Ontario is proceeding with a secondary share offering of Hydro One Limited. This will be the second offering of common shares of Hydro One on the public market, as the Province continues to broaden ownership of the company and will invest the net proceeds in infrastructure. Once the offering has been completed, approximately 30 per cent of Hydro One's common shares will be publicly held.

The process for this offering differs from the Initial Public Offering (IPO) in fall 2015. This secondary share offering will be undertaken as a "firm commitment offering".

Protecting Electricity Consumers

Province's Ongoing Oversight of Hydro One

The government has placed restrictions on Hydro One through legislation and outlined the relationship between Ontario and Hydro One with respect to the Hydro One board of directors through a robust governance agreement.

  • By law no other shareholder or group of shareholders is permitted to own more than 10 per cent of the company
  • The Province is prohibited by law from reducing its ownership below a 40 per cent threshold
  • Hydro One's head office, Ontario grid control centre, CEO, and substantially all strategic decision-making management and functions must be maintained in Ontario
  • Hydro One cannot sell substantially all of either the transmission or distribution assets regulated by the Ontario Energy Board (OEB)

A Strengthened Regulator

The government has passed legislation that enhances the Ontario Energy Board's powers to continue to protect electricity ratepayers with respect to cost, consumer protection and reliability. These changes provide the OEB with:

  • Stronger compliance and enforcement powers by increasing penalties to companies that are not complying with the OEB's rules and directions
  • Enhanced ability to ensure reliability and continuity of service if distribution or transmission companies are unable to fulfil their licence obligations
  • Enhanced oversight for ensuring best practices on utility consolidation activities
  • Stricter oversight of retailers and more protection for consumers who sign energy retail contracts
In addition, Hydro One has hired a dedicated Ombudsman, similar to those found at other public companies. Fiona Crean, the recently appointed Hydro One Ombudsman, will be able to receive and investigate customer complaints.

Electricity Rates

Hydro One does not set its own electricity rates. Rates continue to be set by the independent OEB.

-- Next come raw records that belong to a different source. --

Issue #12587, opened 2019-02-04
Study/Devfile: proper object hierarchy for tools in the schema and java model


skabashnyuk:
### Description
We have in mind to support quite a lot of different tools in devfile

```yaml
tools:
  - name: mvn-stack
    type: dockerImage
    image: maven:3.5.4-jdk-8
    entryPoint: sleep infinity
    persistentVolumes:
      - name: maven-repo
        containerPath: /root/.m2
    services:
      - name: spring-boot
        port: 8080
    mountProjectsSources: true
  - name: mysql
    type: kubernetes
    local: petclinic.yaml
    selector:
      app.kubernetes.io/name: mysql
      app.kubernetes.io/component: database
      app.kubernetes.io/part-of: petclinic
  - name: theia-ide
    type: cheEditor
    id: eclipse/theia:0.0.3
  - name: jdt.ls
    type: chePlugin
    id: eclipse/theia-jdtls:0.0.3
 ```
 At this time we support cheEditor, chePlugin, kubernetes tools. But there is no proper class hierarchy. I Neither in json schema neither in Devtool model. It just a set of fields. It can become a problem when we will introduce complex tools such as dockerImage tool https://github.com/eclipse/che/issues/12389

 In this issue we would like to have a study how we can have proper object hierarchy for tools in schema and in model
 To look like this. See CloudAppDefinition.
![devfile](https://user-images.githubusercontent.com/1614429/52202133-504d3580-2876-11e9-850d-f170fa89968a.png)

mshaposhnik:
There was two directions during work on this issue, which are related each other:
1) Check if any on the JSON schema to POJO generators support and can generate hierarchical structure of the tools object;
2) Check is there is an JSON-schema validators that can handle more complex tool definitions and be compliant with 07 schema draft - support "if"/"else"/"then"  constructions etc.

As for the POJO, there is currently no library which can generate classes with any kind of hierarchy,
the only way to achieve this is to reject POJO autogeneration and use manually created objects model.

As for the schema, recommended by schema comitee library https://github.com/everit-org/json-schema could be good replacement for current one, since it supports latest draft features, but has license limitations since it uses org.json api which cannot be used in eclipse projects. See rejected CQ's for explanation:   
- https://dev.eclipse.org/ipzilla/show_bug.cgi?id=13579
- https://dev.eclipse.org/ipzilla/show_bug.cgi?id=12764

mshaposhnik:
[...]

PR #12700, opened 2019-02-19
Improved JSON Schema not to allow fields that are not typical for concrete tool type

sleshchenko:
### What does this PR do?
This PR improves JSON Schema not to allow fields that are not typical for concrete tool type.
Previously it was done by `DevfileIntegrityValidator` but actually, it is not a thing that should be checked by integrity validator and schema is able to handle it.

Also, it contains the following small but important changes:
- Check if messages are equal instead of matching pattern in DevfileSchemaValidatorTest.
It allows avoiding characters escaping for improving test cases readability.

- Format expected messages in DevfileSchemaValidatorTest for improving test cases readability.

This PR DOES NOT RESOLVE but is related to https://github.com/eclipse/che/issues/12587

#### Release Notes
N/A

#### Docs PR
N/A

### DIFF
--- a/wsmaster/che-core-api-devfile/src/main/resources/schema/devfile.json
+++ b/wsmaster/che-core-api-devfile/src/main/resources/schema/devfile.json
@@ -122,11 +122,14 @@
                   "cheEditor",
                   "chePlugin"
                 ]
-              }
+              },
+              "name": {},
+              "id": {}
             },
             "required": [
               "id"
-            ]
+            ],
+            "additionalProperties": false
           },
           {
             "properties": {
@@ -135,11 +138,16 @@
                   "kubernetes",
                   "openshift"
                 ]
-              }
+              },
+              "name": {},
+              "local": {},
+              "localContent": {},
+              "selector": {}
             },
             "required": [
               "local"
-            ]
+            ],
+            "additionalProperties": false
           },
           {
             "properties": {
@@ -147,12 +155,20 @@
                 "enum": [
                   "dockerimage"
                 ]
-              }
+              },
+              "name": {},
+              "image": {},
+              "memoryLimit": {},
+              "mountSources": {},
+              "volumes": {},
+              "env": {},
+              "endpoints": {}
             },
             "required": [
               "image",
               "memoryLimit"
-            ]
+            ],
+            "additionalProperties": false
           }
         ],
         "properties": {
--- a/wsmaster/che-core-api-devfile/src/test/java/org/eclipse/che/api/devfile/server/validator/DevfileSchemaValidatorTest.java
+++ b/wsmaster/che-core-api-devfile/src/test/java/org/eclipse/che/api/devfile/server/validator/DevfileSchemaValidatorTest.java
@@ -92,7 +92,13 @@ public class DevfileSchemaValidatorTest {
       },
       {
         "tool/devfile_tool_with_undeclared_field.yaml",
-        "Devfile schema validation failed. Error: /devfile/tools/0 object instance has properties which are not allowed by the schema: [\"unknown\"]"
+        "Devfile schema validation failed. Errors: [/devfile/tools/0 object instance has properties which are not allowed by the schema: [\"unknown\"],"
+            + "instance failed to match exactly one schema (matched 0 out of 3),"
+            + "/devfile/tools/0 object instance has properties which are not allowed by the schema: [\"unknown\"],"
+            + "/devfile/tools/0 object instance has properties which are not allowed by the schema: [\"id\",\"unknown\"],"
+            + "/devfile/tools/0 object has missing required properties ([\"local\"]),"
+            + "/devfile/tools/0 object instance has properties which are not allowed by the schema: [\"id\",\"unknown\"],"
+            + "/devfile/tools/0 object has missing required properties ([\"image\",\"memoryLimit\"])]"
       },
       // Command model testing
       {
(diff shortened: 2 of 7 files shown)


skabashnyuk (dismissed):

mshaposhnik:
I am generally -1 on this. Looks like this is an unspecified trick, and/or you're operate on bug or side effect. This can potentially cause indefinite behavior. In fact you re-define tool properties with an empty object, when condition matches.  

I wold rather propose to make more researches on that, and maybe we find solution using  "not" operators, etc. Several promising example proposals can be found here:
https://stackoverflow.com/questions/30515253/json-schema-valid-if-object-does-not-contain-a-particular-property/30675218

sleshchenko:
> Looks like this is an unspecified trick, and/or you're operate on bug or side effect. This can potentially cause indefinite behavior. In fact you re-define tool properties with an empty object, when condition matches.

It depends on how you understand Devfile Schema. I do not re-define tool properties. Tools properties are defined in root schema, and tool type specific subschema only guarantees that there is no indistinctive fields for this particular tool type.
So, you do know any issues that can be caused by these changes?

I'm ok with finding alternative ways but I don't like defining like 
```json
          {
            "properties": {
              "type": {
                "enum": [
                  "cheEditor",
                  "chePlugin"
                ]
              }
            },
            "required": [
              "id"
            ],
            "not": {
                "required": [
                     //dockerimage
                     "name",
                     "image",
                     "memoryLimit",
                     "mountSources",
                     "volumes",
                     "env",
                     "endpoints",
                    //kubernetes/openshift
                    "local",
                    "selector"
              ]
            }
          }
```
Because then each tool type subschema should define fields of other tool types specific fields.

garagatyi:
@mshaposhnik @sleshchenko I'm not experienced in JSON Schema enough to decide with whom I agree. Could you provide an explanation (maybe links to schema specification section) that shows whether this trick is legal for the schema or not? Right now you both have your own opinion on that but didn't provide any background on why you have this opinion.

garagatyi:
@sleshchenko your PR description would effectively close mentioned issue, see github hint on that. Please change the working to avoid unintended closing of the issue

sleshchenko:
> @sleshchenko your PR description would effectively close mentioned issue, see github hint on that. Please change the working to avoid unintended closing of the issue

Good catch. Fixed.

sleshchenko:
From https://json-schema.org/
screenshot_20190220_102040

I think validators MUST support empty objects for properties definition and no indefinite behavior should be expected.
@mshaposhnik Could you please provide a result of your investigation and playing with defining the same properties in different subschemas?

mshaposhnik:
There is no problem with empty objects at all. Problem that we duplicate definitions.
From my POW adding duplicate definition for the same property (even if this definition is empty) is a not safe trick, and how validator behave is depends on its internal implementation (it may override definitions or merge them or etc). Schema itself has no examples with definition the same prorerty twice (even in different subschemas).  Let's also not forget that our schema is intended to be public,  and such tricks may be confusing.

sleshchenko:
I expect that subschemas are validated separately. And properties are not duplicated at all. Sorry, but I don't understand what the problem if two subschemas define the same properties.

mshaposhnik:
Even if they validated separately, then by logic, the internal emtpy definition `"local": {}` should allow `local` to be any type of object without resctictions (which is fact not true, it is still validated using it's external definition, e.g. you cannot send integer if it's described as string in main defilition).

sleshchenko:
@mshaposhnik And what about how we define `type` property? Do you think it's tricky too? I mean we define in root schema that it's an string https://github.com/eclipse/che/blob/master/wsmaster/che-core-api-devfile/src/main/resources/schema/devfile.json#L161
and then in each of `oneOf` subschemas we duplicate definition for `type` property https://github.com/eclipse/che/blob/master/wsmaster/che-core-api-devfile/src/main/resources/schema/devfile.json#L115

mshaposhnik:
This is an validation criteria - it defines nothing about `type` object itself (and it is directly described in specification to be such).

mshaposhnik (approved):
Discussed again and agreed that it's ok as a _temporary_ solution until we can migrate to 07 schema version and implement it in other way.
Please check that it's not hurts docs generation much before merge.

sleshchenko:
@mshaposhnik Here is how my changes affect Devfile Docs:
Diff - https://github.com/sleshchenko/devfile/commit/48899a047b1eff6183eea84bfec365de97d6bcf9
index.md - https://github.com/sleshchenko/devfile/blob/checkDocsAfterDevfileChanges/docs/index.md
It looks OK for me. Could you please review it?

mshaposhnik:
LGTM

sleshchenko:
ci-test

skabashnyuk (approved):

wsmaster/che-core-api-devfile/src/test/java/org/eclipse/che/api/devfile/server/validator/DevfileSchemaValidatorTest.java
```diff
@@ -34,7 +34,7 @@ public void setUp() throws Exception {
   @Test(dataProvider = "validDevfiles")
   public void shouldDoNotThrowExceptionOnValidationValidDevfile(String resourceFilePath)
       throws Exception {
-    schemaValidator.validateBySchema(getResource(resourceFilePath), false);
+    schemaValidator.validateBySchema(getResource(resourceFilePath), true);
```
garagatyi: Are you gonna leave true here?

wsmaster/che-core-api-devfile/src/main/resources/schema/devfile.json
```diff
@@ -130,24 +133,36 @@
                   "kubernetes",
                   "openshift"
                 ]
-              }
+              },
+              "name": {},
+              "local": {},
```
garagatyi, line 143: localContent is also needed to be added

garagatyi (commented):
Looks good, but needs syncing with last changes in devfile.json I merged recently

wsmaster/che-core-api-devfile/src/main/resources/schema/devfile.json
sleshchenko: Added

wsmaster/che-core-api-devfile/src/test/java/org/eclipse/che/api/devfile/server/validator/DevfileSchemaValidatorTest.java
sleshchenko: is not actual anymore

sleshchenko:
@mshaposhnik @garagatyi Please take a look one more time after rebasing with the master branch. Note that two more commits are added except JSON Schema improvements. Their descriptions are listed in the PR description.

mshaposhnik (approved):

garagatyi (approved):

metlos:
I hate to be late to the discussion, but have you tried defining all the attributes in definitions and referencing them in the individual properties of the various tool types using `$ref`? While using both `oneOf` and `properties` in the tools definition is very clever, it is a little bit hard to get one's head around. At least for me :smile:

sleshchenko:
> have you tried defining all the attributes in definitions and referencing them in the individual properties of the various tool types using `$ref`? While using both `oneOf` and `properties` in the tools definition is very clever, it is a little bit hard to get one's head around. At least for me

I have not tried it. Not sure if it will improve Devfile JSON Schema readability but it would make things more obvious at least until our schema validator/POJO generator does not support if/else statement.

Applications for electricity rates from companies like Hydro One are reviewed by the OEB and they - not the companies themselves - make the final decision. This process applies to both electricity and natural gas utilities in Ontario.

As the new management team strengthens the company's performance, any efficiencies should be reflected in downward pressure on rates.

Improvements in Customer Service Experience at Hydro One

In proceeding to broaden the ownership of Hydro One, one of the Province's objectives was to promote improved corporate performance, including customer service. Hydro One has indicated it has improved the quality of its call centre interactions through improved training, staffing and performance management. Hydro One's new leadership has put an emphasis on customer service and delivery.  In December, it became the first electrical utility in Canada to launch a service guarantee.  As a result, customer satisfaction with Hydro One's call centre has improved from 77 to 90 per cent - a 13 per cent improvement compared to October 2014. Hydro One guarantees that it will return calls promptly, keep its service appointment promises and fulfill new connection requests on time, or customers will receive a $50 credit on their account.

Hydro One has taken steps to also improve billing performance. The company stated it has significantly improved the accuracy of bills by reducing reliance on estimated meter reads. Hydro One reports that 98.7 per cent of bills issued to time-of-use customers are based on actual reads, up from 92 per cent in December 2014. The company has also reported that it has launched new service level guarantees for appointments, call returns and new connects.     

Secondary Offering Process

Secondary Share Offering and Firm Commitment Offering Defined

A Firm Commitment Offering means that a group of underwriters commits to buy the entire offering from the selling shareholder (as in this case) or the issuer (company) at an agreed price before the underwriters undertake any public sales or marketing of the offered shares. This eliminates the marketing risk for the selling shareholder (the Province) or company (Hydro One) and transfers it to the underwriters who, in turn, then sell the offered shares to the public. 

A secondary offering is distinguished from a "new issue" or "treasury offering" in that the proceeds generated by the sale of the shares go to the selling shareholder rather than the company.  Secondary offerings, while benefiting the selling shareholder, do not financially benefit the issuing company.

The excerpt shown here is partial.